Scan the records below. Copy every line in which the word "address" appears.
[[ Provided information open ]]
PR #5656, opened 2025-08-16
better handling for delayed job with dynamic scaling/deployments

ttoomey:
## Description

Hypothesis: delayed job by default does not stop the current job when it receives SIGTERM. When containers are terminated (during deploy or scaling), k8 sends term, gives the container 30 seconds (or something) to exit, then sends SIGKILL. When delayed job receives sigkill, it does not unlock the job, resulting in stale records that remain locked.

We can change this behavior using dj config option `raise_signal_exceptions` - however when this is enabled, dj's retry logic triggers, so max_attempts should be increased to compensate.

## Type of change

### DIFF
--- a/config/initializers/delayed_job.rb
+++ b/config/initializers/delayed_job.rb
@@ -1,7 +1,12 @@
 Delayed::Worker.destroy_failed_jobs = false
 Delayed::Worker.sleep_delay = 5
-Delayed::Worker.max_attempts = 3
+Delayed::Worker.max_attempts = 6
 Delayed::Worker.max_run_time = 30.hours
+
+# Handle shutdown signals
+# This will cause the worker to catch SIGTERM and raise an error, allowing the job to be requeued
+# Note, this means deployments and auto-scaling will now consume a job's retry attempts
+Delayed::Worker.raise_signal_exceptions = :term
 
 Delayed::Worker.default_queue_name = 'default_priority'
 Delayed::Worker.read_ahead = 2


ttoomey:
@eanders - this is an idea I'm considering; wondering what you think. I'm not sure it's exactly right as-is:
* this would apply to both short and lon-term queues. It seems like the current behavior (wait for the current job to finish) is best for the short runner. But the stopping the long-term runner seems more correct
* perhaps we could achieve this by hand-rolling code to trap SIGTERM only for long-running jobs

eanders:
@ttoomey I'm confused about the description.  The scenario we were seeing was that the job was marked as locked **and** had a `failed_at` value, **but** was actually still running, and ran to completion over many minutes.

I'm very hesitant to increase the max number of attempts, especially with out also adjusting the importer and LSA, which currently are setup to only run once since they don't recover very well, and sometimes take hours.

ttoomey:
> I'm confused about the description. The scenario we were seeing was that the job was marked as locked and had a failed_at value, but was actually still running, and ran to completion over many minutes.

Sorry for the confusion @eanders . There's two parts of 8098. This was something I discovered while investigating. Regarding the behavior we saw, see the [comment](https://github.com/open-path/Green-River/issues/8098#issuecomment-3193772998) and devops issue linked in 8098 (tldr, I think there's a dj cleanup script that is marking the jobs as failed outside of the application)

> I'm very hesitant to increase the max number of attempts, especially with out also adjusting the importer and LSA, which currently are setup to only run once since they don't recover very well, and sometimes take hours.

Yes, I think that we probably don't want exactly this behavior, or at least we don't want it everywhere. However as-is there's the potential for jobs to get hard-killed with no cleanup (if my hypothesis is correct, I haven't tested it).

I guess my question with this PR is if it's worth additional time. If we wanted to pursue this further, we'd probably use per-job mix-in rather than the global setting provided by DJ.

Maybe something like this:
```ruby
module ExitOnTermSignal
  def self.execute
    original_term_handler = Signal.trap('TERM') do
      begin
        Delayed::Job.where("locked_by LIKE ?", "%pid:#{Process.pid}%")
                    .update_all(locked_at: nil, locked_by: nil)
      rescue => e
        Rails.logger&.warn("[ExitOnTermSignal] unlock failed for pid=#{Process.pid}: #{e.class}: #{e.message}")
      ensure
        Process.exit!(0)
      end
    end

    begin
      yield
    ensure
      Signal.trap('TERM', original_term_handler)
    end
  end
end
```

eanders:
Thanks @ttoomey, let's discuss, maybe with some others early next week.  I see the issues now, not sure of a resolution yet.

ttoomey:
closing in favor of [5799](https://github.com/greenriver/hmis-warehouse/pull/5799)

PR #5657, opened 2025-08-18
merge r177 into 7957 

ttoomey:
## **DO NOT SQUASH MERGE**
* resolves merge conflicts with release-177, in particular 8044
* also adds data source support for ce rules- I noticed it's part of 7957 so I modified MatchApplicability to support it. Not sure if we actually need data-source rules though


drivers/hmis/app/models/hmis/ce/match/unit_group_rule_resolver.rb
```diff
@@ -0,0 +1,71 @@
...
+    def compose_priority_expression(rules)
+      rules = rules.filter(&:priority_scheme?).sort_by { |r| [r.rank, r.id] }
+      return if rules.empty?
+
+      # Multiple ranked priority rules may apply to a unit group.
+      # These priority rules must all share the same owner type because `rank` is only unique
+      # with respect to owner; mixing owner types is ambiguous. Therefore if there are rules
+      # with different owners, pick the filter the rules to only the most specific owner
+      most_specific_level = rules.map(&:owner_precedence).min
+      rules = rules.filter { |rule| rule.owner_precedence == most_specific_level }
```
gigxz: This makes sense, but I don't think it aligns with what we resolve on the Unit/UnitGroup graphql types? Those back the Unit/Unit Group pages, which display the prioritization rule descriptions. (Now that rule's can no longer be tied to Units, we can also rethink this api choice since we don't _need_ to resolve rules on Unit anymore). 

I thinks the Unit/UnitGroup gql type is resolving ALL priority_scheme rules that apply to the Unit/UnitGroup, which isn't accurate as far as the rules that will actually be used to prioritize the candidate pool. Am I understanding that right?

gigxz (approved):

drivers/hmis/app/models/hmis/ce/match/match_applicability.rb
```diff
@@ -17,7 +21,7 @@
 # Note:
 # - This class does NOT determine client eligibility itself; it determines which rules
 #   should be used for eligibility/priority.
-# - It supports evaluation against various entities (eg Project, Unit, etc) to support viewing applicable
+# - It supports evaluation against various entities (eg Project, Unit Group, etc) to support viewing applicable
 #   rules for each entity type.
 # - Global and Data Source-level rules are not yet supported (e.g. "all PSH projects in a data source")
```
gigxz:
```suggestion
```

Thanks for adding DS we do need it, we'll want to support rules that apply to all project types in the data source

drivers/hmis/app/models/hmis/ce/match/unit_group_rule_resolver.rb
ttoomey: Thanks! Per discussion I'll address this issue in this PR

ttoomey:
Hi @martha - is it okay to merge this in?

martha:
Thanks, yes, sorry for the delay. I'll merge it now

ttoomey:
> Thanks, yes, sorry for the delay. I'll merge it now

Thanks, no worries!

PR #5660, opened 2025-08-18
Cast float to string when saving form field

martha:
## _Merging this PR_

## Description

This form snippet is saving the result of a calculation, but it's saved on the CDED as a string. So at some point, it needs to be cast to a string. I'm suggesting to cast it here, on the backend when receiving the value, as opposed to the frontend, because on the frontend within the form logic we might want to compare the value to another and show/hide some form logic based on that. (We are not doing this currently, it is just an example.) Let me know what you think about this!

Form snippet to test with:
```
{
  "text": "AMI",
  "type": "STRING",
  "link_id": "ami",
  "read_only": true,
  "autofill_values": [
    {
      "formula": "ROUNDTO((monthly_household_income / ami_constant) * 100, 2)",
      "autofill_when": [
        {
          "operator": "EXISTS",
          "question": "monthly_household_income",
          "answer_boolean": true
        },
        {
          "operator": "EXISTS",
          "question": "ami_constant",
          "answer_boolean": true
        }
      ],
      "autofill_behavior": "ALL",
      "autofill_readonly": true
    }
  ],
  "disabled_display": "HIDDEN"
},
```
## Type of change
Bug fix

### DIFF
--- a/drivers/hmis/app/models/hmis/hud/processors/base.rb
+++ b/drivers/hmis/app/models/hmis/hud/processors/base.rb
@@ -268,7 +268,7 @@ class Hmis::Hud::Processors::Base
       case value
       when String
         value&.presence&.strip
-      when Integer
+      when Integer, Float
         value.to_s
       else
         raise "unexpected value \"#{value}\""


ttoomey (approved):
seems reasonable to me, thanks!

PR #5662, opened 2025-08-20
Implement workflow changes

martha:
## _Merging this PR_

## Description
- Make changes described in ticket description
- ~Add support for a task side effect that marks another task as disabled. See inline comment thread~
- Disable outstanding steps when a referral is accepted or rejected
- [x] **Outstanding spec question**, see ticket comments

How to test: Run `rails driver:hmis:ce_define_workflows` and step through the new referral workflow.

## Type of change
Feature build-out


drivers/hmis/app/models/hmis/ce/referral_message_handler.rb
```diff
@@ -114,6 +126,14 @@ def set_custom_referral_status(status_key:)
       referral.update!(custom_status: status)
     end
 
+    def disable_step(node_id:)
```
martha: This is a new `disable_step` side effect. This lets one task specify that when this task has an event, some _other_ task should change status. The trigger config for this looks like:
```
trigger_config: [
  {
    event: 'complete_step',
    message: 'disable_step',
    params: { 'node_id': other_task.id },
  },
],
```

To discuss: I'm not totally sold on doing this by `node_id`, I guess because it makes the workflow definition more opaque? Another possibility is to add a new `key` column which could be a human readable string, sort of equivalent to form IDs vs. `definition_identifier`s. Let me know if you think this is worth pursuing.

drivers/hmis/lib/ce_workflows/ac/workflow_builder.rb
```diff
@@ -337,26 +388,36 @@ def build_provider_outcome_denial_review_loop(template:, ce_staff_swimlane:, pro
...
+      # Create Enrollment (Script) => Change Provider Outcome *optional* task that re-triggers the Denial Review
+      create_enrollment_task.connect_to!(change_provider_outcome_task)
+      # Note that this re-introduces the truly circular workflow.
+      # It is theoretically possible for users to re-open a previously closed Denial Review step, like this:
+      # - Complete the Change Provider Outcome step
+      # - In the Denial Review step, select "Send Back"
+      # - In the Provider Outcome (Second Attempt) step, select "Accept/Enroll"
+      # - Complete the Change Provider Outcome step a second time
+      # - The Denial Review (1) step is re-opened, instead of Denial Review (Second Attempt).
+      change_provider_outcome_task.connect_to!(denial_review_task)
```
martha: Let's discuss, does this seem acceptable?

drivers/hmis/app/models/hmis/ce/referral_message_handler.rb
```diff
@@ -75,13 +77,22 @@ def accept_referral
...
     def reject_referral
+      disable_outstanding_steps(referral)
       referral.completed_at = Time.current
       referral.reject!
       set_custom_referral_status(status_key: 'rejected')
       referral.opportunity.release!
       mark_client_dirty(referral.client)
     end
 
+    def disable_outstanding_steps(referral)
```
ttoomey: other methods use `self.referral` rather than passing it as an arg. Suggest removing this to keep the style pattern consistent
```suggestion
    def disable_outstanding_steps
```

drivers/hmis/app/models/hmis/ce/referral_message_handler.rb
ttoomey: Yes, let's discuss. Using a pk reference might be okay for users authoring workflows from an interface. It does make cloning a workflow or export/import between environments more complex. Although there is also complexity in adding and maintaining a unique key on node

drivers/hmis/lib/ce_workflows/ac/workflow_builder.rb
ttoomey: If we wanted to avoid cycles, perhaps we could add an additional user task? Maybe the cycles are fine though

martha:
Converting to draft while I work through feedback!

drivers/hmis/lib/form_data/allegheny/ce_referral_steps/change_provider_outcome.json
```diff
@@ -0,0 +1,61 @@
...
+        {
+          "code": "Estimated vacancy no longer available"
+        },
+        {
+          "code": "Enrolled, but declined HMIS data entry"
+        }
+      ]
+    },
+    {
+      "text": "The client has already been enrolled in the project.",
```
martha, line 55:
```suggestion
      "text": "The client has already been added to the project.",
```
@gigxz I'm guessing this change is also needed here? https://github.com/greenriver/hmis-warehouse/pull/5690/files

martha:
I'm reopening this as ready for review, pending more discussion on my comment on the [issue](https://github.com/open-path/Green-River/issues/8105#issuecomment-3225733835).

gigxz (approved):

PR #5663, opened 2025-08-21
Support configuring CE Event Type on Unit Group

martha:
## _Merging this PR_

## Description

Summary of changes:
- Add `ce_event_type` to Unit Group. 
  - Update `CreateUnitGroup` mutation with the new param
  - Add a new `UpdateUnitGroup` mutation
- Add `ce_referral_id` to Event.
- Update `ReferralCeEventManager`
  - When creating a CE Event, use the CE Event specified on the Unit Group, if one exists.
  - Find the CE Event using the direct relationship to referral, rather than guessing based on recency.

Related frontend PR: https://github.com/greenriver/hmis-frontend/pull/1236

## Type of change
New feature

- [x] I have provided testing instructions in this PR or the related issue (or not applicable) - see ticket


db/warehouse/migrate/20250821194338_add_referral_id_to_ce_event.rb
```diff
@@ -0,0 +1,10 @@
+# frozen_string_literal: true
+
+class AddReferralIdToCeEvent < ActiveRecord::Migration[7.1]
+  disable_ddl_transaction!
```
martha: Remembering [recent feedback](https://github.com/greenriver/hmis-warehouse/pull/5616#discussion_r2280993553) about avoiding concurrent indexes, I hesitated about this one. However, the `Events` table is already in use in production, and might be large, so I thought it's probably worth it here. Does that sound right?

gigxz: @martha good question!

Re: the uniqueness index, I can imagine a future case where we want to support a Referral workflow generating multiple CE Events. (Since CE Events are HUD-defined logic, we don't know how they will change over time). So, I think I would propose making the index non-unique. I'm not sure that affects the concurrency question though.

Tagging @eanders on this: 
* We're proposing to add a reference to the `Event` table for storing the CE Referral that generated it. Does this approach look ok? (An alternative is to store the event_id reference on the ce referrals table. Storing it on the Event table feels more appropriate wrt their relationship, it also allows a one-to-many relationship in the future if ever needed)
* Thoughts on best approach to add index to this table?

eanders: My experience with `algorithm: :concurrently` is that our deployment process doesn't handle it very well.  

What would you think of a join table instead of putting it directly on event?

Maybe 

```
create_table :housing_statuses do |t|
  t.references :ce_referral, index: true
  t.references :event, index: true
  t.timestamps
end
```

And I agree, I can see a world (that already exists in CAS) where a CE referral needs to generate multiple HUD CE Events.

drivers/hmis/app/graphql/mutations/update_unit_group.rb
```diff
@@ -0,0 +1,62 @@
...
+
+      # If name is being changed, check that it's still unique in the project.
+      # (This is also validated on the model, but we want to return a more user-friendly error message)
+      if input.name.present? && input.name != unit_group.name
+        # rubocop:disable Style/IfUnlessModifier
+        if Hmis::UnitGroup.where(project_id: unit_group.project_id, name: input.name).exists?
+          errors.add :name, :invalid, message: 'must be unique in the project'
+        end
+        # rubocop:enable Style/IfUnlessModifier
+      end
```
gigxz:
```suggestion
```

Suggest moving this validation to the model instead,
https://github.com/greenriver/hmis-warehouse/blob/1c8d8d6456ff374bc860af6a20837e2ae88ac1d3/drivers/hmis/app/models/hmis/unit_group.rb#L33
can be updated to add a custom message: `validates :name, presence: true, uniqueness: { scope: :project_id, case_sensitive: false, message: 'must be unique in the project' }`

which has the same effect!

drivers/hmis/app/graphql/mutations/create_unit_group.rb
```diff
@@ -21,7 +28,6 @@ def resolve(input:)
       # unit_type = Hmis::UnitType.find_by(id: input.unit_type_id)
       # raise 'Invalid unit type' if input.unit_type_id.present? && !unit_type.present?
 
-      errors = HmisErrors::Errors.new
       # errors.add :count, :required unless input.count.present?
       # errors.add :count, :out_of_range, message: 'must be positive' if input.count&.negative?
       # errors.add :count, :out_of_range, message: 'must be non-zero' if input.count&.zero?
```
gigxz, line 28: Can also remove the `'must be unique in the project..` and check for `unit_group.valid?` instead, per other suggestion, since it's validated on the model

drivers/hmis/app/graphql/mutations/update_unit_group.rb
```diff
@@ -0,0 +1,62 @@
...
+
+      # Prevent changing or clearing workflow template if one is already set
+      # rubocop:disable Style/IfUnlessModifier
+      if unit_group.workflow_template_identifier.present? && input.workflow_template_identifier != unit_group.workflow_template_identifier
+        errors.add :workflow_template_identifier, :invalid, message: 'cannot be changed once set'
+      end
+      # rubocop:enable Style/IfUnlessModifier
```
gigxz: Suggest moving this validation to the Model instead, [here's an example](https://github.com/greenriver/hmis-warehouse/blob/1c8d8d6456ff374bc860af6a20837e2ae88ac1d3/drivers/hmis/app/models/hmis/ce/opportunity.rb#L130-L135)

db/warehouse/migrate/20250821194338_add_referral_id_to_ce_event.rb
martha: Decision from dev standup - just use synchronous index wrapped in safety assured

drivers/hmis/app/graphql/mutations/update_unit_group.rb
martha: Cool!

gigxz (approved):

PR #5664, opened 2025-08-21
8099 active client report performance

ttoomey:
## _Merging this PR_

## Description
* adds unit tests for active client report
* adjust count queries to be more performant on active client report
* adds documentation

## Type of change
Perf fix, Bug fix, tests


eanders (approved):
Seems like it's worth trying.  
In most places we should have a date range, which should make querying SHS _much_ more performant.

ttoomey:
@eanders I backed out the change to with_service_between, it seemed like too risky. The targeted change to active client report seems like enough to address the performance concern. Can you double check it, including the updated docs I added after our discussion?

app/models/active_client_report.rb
[[ Provided information closed ]]
**Your solution:**
ttoomey: Thanks! Per discussion I'll address this issue in this PR
@eanders I backed out the change to with_service_between, it seemed like too risky. The targeted change to active client report seems like enough to address the performance concern. Can you double check it, including the updated docs I added after our discussion?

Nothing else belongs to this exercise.